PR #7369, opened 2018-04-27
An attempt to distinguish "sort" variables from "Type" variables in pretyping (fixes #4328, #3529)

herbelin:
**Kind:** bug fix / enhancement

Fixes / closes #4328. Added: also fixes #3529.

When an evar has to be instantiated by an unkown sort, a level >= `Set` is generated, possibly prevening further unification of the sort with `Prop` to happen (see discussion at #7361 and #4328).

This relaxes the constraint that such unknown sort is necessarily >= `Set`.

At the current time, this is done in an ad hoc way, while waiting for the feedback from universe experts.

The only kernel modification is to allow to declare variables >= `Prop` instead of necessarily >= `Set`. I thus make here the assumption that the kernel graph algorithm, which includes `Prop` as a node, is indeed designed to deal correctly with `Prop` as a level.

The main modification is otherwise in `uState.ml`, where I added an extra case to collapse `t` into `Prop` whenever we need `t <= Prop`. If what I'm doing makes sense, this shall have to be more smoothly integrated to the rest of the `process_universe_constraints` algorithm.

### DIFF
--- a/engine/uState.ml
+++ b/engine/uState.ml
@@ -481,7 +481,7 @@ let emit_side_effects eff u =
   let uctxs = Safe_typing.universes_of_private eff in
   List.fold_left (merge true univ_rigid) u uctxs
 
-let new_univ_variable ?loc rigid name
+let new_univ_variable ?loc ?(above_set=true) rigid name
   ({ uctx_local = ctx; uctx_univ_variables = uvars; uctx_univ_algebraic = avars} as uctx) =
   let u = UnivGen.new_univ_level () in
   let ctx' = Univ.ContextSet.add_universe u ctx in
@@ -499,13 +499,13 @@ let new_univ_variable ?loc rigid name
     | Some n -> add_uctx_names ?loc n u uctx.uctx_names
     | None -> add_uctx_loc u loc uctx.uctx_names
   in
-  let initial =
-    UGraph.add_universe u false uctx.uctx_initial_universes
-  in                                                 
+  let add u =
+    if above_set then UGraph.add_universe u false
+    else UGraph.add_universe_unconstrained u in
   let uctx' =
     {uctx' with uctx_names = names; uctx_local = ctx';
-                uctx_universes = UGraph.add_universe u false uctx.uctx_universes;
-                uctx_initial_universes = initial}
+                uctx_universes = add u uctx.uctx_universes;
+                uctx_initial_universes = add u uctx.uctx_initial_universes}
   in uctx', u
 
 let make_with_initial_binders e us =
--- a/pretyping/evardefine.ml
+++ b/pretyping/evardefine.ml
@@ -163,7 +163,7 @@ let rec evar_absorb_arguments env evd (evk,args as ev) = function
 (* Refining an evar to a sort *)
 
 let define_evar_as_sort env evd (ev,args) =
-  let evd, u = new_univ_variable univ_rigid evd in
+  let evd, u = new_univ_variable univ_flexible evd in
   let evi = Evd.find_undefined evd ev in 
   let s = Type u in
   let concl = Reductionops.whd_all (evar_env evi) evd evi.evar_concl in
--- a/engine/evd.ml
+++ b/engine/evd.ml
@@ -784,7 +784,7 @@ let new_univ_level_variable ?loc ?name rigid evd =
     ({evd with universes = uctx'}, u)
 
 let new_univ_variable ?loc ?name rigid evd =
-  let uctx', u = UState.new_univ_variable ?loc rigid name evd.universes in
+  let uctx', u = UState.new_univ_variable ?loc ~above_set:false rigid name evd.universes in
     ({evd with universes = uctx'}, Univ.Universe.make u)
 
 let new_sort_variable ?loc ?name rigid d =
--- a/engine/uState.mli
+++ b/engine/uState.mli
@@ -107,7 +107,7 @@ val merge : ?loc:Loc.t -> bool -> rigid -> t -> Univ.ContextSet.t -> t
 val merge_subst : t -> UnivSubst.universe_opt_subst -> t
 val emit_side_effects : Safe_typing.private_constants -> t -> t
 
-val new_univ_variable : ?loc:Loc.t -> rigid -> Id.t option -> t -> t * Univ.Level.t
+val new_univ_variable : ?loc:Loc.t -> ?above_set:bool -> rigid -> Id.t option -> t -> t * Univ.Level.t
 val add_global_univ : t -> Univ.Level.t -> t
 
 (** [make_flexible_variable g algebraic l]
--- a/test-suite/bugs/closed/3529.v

● ● ● ●

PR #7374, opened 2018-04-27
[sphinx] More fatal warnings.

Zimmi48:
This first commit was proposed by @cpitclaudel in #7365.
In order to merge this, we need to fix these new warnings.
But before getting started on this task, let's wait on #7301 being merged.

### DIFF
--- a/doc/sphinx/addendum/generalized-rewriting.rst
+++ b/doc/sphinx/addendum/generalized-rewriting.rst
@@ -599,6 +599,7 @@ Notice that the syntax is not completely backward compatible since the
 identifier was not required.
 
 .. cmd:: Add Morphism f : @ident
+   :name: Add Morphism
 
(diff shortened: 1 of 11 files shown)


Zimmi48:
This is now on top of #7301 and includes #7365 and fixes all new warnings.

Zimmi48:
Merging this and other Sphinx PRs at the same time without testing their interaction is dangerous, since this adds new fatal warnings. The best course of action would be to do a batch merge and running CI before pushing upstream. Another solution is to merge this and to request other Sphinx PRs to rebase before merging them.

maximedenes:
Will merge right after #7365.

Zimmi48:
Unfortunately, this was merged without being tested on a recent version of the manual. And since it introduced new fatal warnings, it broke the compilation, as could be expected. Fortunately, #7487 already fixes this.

● ● ● ●

Pull every line with the string "pretyping" out of the material.

An attempt to distinguish "sort" variables from "Type" variables in pretyping (fixes #4328, #3529)
--- a/pretyping/evardefine.ml
+++ b/pretyping/evardefine.ml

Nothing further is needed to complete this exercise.